Reproducibility of machine learning models for paroxysmal atrial fibrillation onset prediction

Cédric Gilon1, Jean-Marie Grégoire1, Jérome Hellinckx1, Stéphane Carlier2, Hugues Bersini1
1Université Libre de Bruxelles, 2Université de Mons


Background Atrial fibrillation (AF) is the most common heart arrhythmia. Paroxysmal AF onset prediction is a much more complex task than screening AF. Published methods using the Physionet AFPDB database show excellent results, suggesting that forecasting AF episodes is possible by implementing machine learning (ML) models using heart rate variability (HRV) parameters.

Aims Reproduce previously obtained results by published studies using the Physionet database and a larger database of unselected real-life patients.

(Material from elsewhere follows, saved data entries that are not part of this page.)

PR #832, opened 2017-06-29
Protect special characters in PDF render backend requests

gwicke:
Since we are passing a URL in a query string, we need to double-escape
special characters to ensure the preservation of special characters like
question marks.

This patch uses the existing, but internal _encodeURIComponent function.
This is primarily for expediency. We could also consider promoting
encodeURIComponent to a public function in swagger-router, and then
using that version.

Bug: T169223

### DIFF
--- a/v1/pdf.yaml
+++ b/v1/pdf.yaml
@@ -60,7 +60,8 @@ paths:
         - get_pdf_from_backend:
             request:
               method: get
-              uri: '{{options.uri}}/pdf?accessKey={options.secret}&url=https://{{domain}}/wiki/{title}%3Fprintable=yes'
+              # Note: The title needs to be encoded twice.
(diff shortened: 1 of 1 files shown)


Pchelolo:
+1

v1/pdf.yaml
```diff
@@ -60,7 +60,8 @@ paths:
         - get_pdf_from_backend:
             request:
               method: get
-              uri: '{{options.uri}}/pdf?accessKey={options.secret}&url=https://{{domain}}/wiki/{title}%3Fprintable=yes'
+              # Note: The title needs to be encoded twice.
+              uri: '{{options.uri}}/pdf?accessKey={options.secret}&url=https://{{domain}}/wiki/{_encodeURIComponent(title)}%3Fprintable=yes'
```
d00rman: @gwicke why `_` in front of `encodeURIComponent()` ?

gwicke: That is how it is exposed in swagger-router. The commit message mentions this.

d00rman: Oh right, sorry about the noise.

PR #834, opened 2017-07-06
Add cassandra 3 to travis to check it out

Pchelolo:
Let's check if our current stuff works with Cassandra 3

NOT WORKING YET! Probably will have to fetch travis docker images and try to debug locally first.

cc @wikimedia/services


eevans:
LGTM (but you probably want to squash some of those changesets :))

Pchelolo:
Ye,  we definitely need to squash :)

PR #835, opened 2017-07-14
Add the recommendation public api specification

schana:
@d00rman From what I can tell, this seems to be the next step in making the service publicly accessible, but I wasn't able to find much documentation on adding something to RESTBase. Could you review and/or point me in the right direction? Thanks

https://phabricator.wikimedia.org/T170877


d00rman:
Closing in favour of PR #849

Methods We searched the literature for all articles on the forecasting of paroxysmal AF episodes. We analysed in depth the methodology of 3 recent studies using ML methods, to replicate their results. We screened our ECG Holter monitoring database of 11833 Holters to find those with paroxysmal AF episodes recorded. A total of 214 Holters with paroxysmal AF were labelled. We developed two ML models (deep neural network and a random forest model) for AF forecast using 13 HRV parameters. We compared performances of published models and our models using the Physionet database and our real-life database of patients.

Results 21 papers dedicated to the prediction of the onset of AF episodes have been published so far, showing exciting results culminating in sensitivities of 98%, specificity of 95% and accuracy of 98%. Using each model description available in the publications, we could not reach the published performances on the Physionet database. In addition, our models obtained a lower sensitivity of 84% for a specificity of 49% on the Physionet database, similar to the sensitivity of 80.1% for a specificity of 52.8% on our larger database.

Conclusion ML models need to be more detailed if the reported results must be reproducible. Progress must still be made before the clinical use of algorithms that can anticipate paroxysmal AF. The use of larger databases is mandatory for this type of prediction.